Records:
PR #448, opened 2019-03-29
codeView: remove CodingSession on actor minimize

danigm:
This is an alternative solution to this PR: https://github.com/endlessm/gnome-shell/pull/445

When a hack app is destroyed when it's minimized the corresponding
CodingSession is not removed from the list because the function
handleDestroyWindow is never called and this cause problems in the
future because there's a CodingSession with an app that points to a non
existing window.

This patch links with the minimize/unimimize events and remove/add the
CodingSession to the list.

To avoid to leave some toolbox windows over there, before the minimizing
we need to flip back and then the session can be removed without problems.

https://phabricator.endlessm.com/T25880

### DIFF
--- a/js/ui/codeView.js
+++ b/js/ui/codeView.js
@@ -770,7 +770,7 @@ var CodingSession = new Lang.Class({
         // If we have an app window, disconnect any signals and destroy it,
         // unless we are destroying the session because the app window was
         // destroyed in the first place
-        if (this.app) {
+        if (this.app && !this.app.is_destroyed()) {
             let appWindow = this.app.meta_window;
             this.app = null;
             this._shellApp = null;
@@ -856,6 +856,22 @@ var CodingSession = new Lang.Class({
                                  this.app,
                                  null, this.toolbox,
                                  Gtk.DirectionType.LEFT);
+        }
+    },
+
+    flipBackMinimize: function() {
+        if (this._toolboxActionGroup.has_action('flip-back')) {
+            this._toolboxActionGroup.activate_action('flip-back', null);
+            this._appRemovedActor = this.app;
+            this._minimize = true;
+            this.app = null;
+        } else {
+            this._setState(STATE_APP, false);
+            this.app.meta_window.activate(global.get_current_time());
+            this.app.opacity = 255;
+            this.app.rotation_angle_y = 0;
+            this._setEffectsEnabled(this.app, false);
+            this.app.meta_window.minimize();
         }
     },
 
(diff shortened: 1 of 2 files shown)


js/ui/codeView.js
```diff
@@ -1201,6 +1217,24 @@ var CodeViewManager = new Lang.Class({
...
+            return;
+
+        // First, determine if this is an app window getting destroyed
+        let session = this._getSession(actor, SessionLookupFlags.SESSION_LOOKUP_APP);
+        let eventType = SessionDestroyEvent.SESSION_DESTROY_APP_DESTROYED;
+
+        if (session)
+            this._removeSession(session, eventType);
+        else {
+            // if we're minimizing as toolbox, we switch back
```
cosimoc: This is not really the desired behavior though...

The primary goal of the FtH implementation is to maintain an illusion that the front and back of an app/toolbox pair in a session really function as a single entity.
So, when the app is minimized, if there's a toolbox in the session, it should minimize together with it; when the app is unminimized, the toolbox should also unminimize with it, and viceversa. Again, the effect we want to create is that those are really the same physical window.

That's what the `applyWindowMinimizationState()` functions are trying to achieve here: https://github.com/endlessm/gnome-shell/blob/master/js/ui/codeView.js#L892-L923

js/ui/codeView.js
```diff
@@ -770,7 +770,7 @@ var CodingSession = new Lang.Class({
         // If we have an app window, disconnect any signals and destroy it,
         // unless we are destroying the session because the app window was
         // destroyed in the first place
-        if (this.app) {
+        if (this.app && !this.app.is_destroyed()) {
```
cosimoc: I don't know that this is required here, if we go with this approach.

js/ui/codeView.js
danigm: I did this workaround because in other case, we can't remove the CodingSession on minimize status, if we don't flip back, the app will be fliped when unminimize and the CodingSession has been removed.

So I think that if we don't flip back we can't remove the CodingSession on minimize because that will break the link and destroy the toolbox.

I'll try to handle this in the handleMapWindow, and avoid the toolbox destroy on minimize, to avoid the flip back.

cosimoc: Sounds good. Yes, if the app was flipped when it was minimized (i.e. it was actually the toolbox to be minimized) upon unminimization should still be flipped, and viceversa.
Basically minimization should not have any impact on the coding sessions, if at all possible.

danigm:
Closing this PR, we're going with a better solution here: https://github.com/endlessm/gnome-shell/pull/445

PR #449, opened 2019-04-02
eos-payg: Add error handling for time removal

mazen-asef:
Adding a code that does not add time for the users makes
the paygManager to try and trigger the screenShield, and the
signal is received, but does not make it pop since it's not
unlocked, finishing the unlock process before adding a valid
code. So we add a error handling using the time added from the
daemon so we know how much time has been returned, and if it's
zero, do nothing.

https://phabricator.endlessm.com/T25248

### DIFF
--- a/js/misc/paygManager.js
+++ b/js/misc/paygManager.js
@@ -40,6 +40,7 @@ const EOS_PAYG_IFACE = '<node> \
 <interface name="com.endlessm.Payg1"> \
 <method name="AddCode"> \
   <arg type="s" direction="in" name="code"/> \
+  <arg type="x" direction="out" name="time_added"/> \
 </method> \
 <method name="ClearCode" /> \
 <signal name="Expired" /> \
@@ -92,6 +93,7 @@ var PaygManager = new Lang.Class({
 
         this._enabled = false;
         this._expiryTime = 0;
+        this._lastTimeAdded = 0;
         this._rateLimitEndTime = 0;
         this._codeFormat = '';
         this._codeFormatRegex = null;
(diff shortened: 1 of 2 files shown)


mazen-asef:
Also, this PR cannot be merged without:
https://github.com/endlessm/eos-payg/pull/31
https://github.com/endlessm/eos-payg-nonfree/pull/8

js/misc/paygManager.js
```diff
@@ -92,6 +93,7 @@ var PaygManager = new Lang.Class({
 
         this._enabled = false;
         this._expiryTime = 0;
+        this._lastTimeAdded = 0;
```
treitter: You should add a getter to encapsulate this private variable. See `get rateLimitEndTime()`.

js/ui/payg.js
```diff
@@ -210,6 +217,8 @@ var UnlockUi = new Lang.Class({
 
             if (error) {
                 this.processError(error);
+            } else if (Main.paygManager._lastTimeAdded >= 0) {
```
treitter: Cut out the `_` to access this via its getter. See my comment above.

wjt:
Please update the PR description and commit message to reference https://phabricator.endlessm.com/T24128 rather than https://phabricator.endlessm.com/T25248.

wjt:
(and I think you'll want to add that patch to the set of patches for https://phabricator.endlessm.com/T24128 ?)

mazen-asef:
@wjt I will close this PR and move the changes to https://github.com/endlessm/gnome-shell/pull/398 since a good chunk of those changes are here as well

Task directions:
Every entry above needs to be copied exactly.

Response area:
PR #448, opened 2019-03-29
codeView: remove CodingSession on actor minimize

danigm:
This is an alternative solution to this PR: https://github.com/endlessm/gnome-shell/pull/445

When a hack app is destroyed when it's minimized the corresponding
CodingSession is not removed from the list because the function
handleDestroyWindow is never called and this cause problems in the
future because there's a CodingSession with an app that points to a non
existing window.

This patch links with the minimize/unimimize events and remove/add the
CodingSession to the list.

To avoid to leave some toolbox windows over there, before the minimizing
we need to flip back and then the session can be removed without problems.

https://phabricator.endlessm.com/T25880

### DIFF
--- a/js/ui/codeView.js
+++ b/js/ui/codeView.js
@@ -770,7 +770,7 @@ var CodingSession = new Lang.Class({
         // If we have an app window, disconnect any signals and destroy it,
         // unless we are destroying the session because the app window was
         // destroyed in the first place
-        if (this.app) {
+        if (this.app && !this.app.is_destroyed()) {
             let appWindow = this.app.meta_window;
             this.app = null;
             this._shellApp = null;
@@ -856,6 +856,22 @@ var CodingSession = new Lang.Class({
                                  this.app,
                                  null, this.toolbox,
                                  Gtk.DirectionType.LEFT);
+        }
+    },
+
+    flipBackMinimize: function() {
+        if (this._toolboxActionGroup.has_action('flip-back')) {
+            this._toolboxActionGroup.activate_action('flip-back', null);
+            this._appRemovedActor = this.app;
+            this._minimize = true;
+            this.app = null;
+        } else {
+            this._setState(STATE_APP, false);
+            this.app.meta_window.activate(global.get_current_time());
+            this.app.opacity = 255;
+            this.app.rotation_angle_y = 0;
+            this._setEffectsEnabled(this.app, false);
+            this.app.meta_window.minimize();
         }
     },
 
(diff shortened: 1 of 2 files shown)


js/ui/codeView.js
```diff
@@ -1201,6 +1217,24 @@ var CodeViewManager = new Lang.Class({
...
+            return;
+
+        // First, determine if this is an app window getting destroyed
+        let session = this._getSession(actor, SessionLookupFlags.SESSION_LOOKUP_APP);
+        let eventType = SessionDestroyEvent.SESSION_DESTROY_APP_DESTROYED;
+
+        if (session)
+            this._removeSession(session, eventType);
+        else {
+            // if we're minimizing as toolbox, we switch back
```
cosimoc: This is not really the desired behavior though...

The primary goal of the FtH implementation is to maintain an illusion that the front and back of an app/toolbox pair in a session really function as a single entity.
So, when the app is minimized, if there's a toolbox in the session, it should minimize together with it; when the app is unminimized, the toolbox should also unminimize with it, and viceversa. Again, the effect we want to create is that those are really the same physical window.

That's what the `applyWindowMinimizationState()` functions are trying to achieve here: https://github.com/endlessm/gnome-shell/blob/master/js/ui/codeView.js#L892-L923

js/ui/codeView.js
```diff
@@ -770,7 +770,7 @@ var CodingSession = new Lang.Class({
         // If we have an app window, disconnect any signals and destroy it,
         // unless we are destroying the session because the app window was
         // destroyed in the first place
-        if (this.app) {
+        if (this.app && !this.app.is_destroyed()) {
```
cosimoc: I don't know that this is required here, if we go with this approach.

js/ui/codeView.js
danigm: I did this workaround because in other case, we can't remove the CodingSession on minimize status, if we don't flip back, the app will be fliped when unminimize and the CodingSession has been removed.

So I think that if we don't flip back we can't remove the CodingSession on minimize because that will break the link and destroy the toolbox.

I'll try to handle this in the handleMapWindow, and avoid the toolbox destroy on minimize, to avoid the flip back.

cosimoc: Sounds good. Yes, if the app was flipped when it was minimized (i.e. it was actually the toolbox to be minimized) upon unminimization should still be flipped, and viceversa.
Basically minimization should not have any impact on the coding sessions, if at all possible.

danigm:
Closing this PR, we're going with a better solution here: https://github.com/endlessm/gnome-shell/pull/445

PR #449, opened 2019-04-02
eos-payg: Add error handling for time removal

mazen-asef:
Adding a code that does not add time for the users makes
the paygManager to try and trigger the screenShield, and the
signal is received, but does not make it pop since it's not
unlocked, finishing the unlock process before adding a valid
code. So we add a error handling using the time added from the
daemon so we know how much time has been returned, and if it's
zero, do nothing.

https://phabricator.endlessm.com/T25248

### DIFF
--- a/js/misc/paygManager.js
+++ b/js/misc/paygManager.js
@@ -40,6 +40,7 @@ const EOS_PAYG_IFACE = '<node> \
 <interface name="com.endlessm.Payg1"> \
 <method name="AddCode"> \
   <arg type="s" direction="in" name="code"/> \
+  <arg type="x" direction="out" name="time_added"/> \
 </method> \
 <method name="ClearCode" /> \
 <signal name="Expired" /> \
@@ -92,6 +93,7 @@ var PaygManager = new Lang.Class({
 
         this._enabled = false;
         this._expiryTime = 0;
+        this._lastTimeAdded = 0;
         this._rateLimitEndTime = 0;
         this._codeFormat = '';
         this._codeFormatRegex = null;
(diff shortened: 1 of 2 files shown)


mazen-asef:
Also, this PR cannot be merged without:
https://github.com/endlessm/eos-payg/pull/31
https://github.com/endlessm/eos-payg-nonfree/pull/8

js/misc/paygManager.js
```diff
@@ -92,6 +93,7 @@ var PaygManager = new Lang.Class({
 
         this._enabled = false;
         this._expiryTime = 0;
+        this._lastTimeAdded = 0;
```
treitter: You should add a getter to encapsulate this private variable. See `get rateLimitEndTime()`.

js/ui/payg.js
```diff
@@ -210,6 +217,8 @@ var UnlockUi = new Lang.Class({
 
             if (error) {
                 this.processError(error);
+            } else if (Main.paygManager._lastTimeAdded >= 0) {
```
treitter: Cut out the `_` to access this via its getter. See my comment above.

wjt:
Please update the PR description and commit message to reference https://phabricator.endlessm.com/T24128 rather than https://phabricator.endlessm.com/T25248.

wjt:
(and I think you'll want to add that patch to the set of patches for https://phabricator.endlessm.com/T24128 ?)

mazen-asef:
@wjt I will close this PR and move the changes to https://github.com/endlessm/gnome-shell/pull/398 since a good chunk of those changes are here as well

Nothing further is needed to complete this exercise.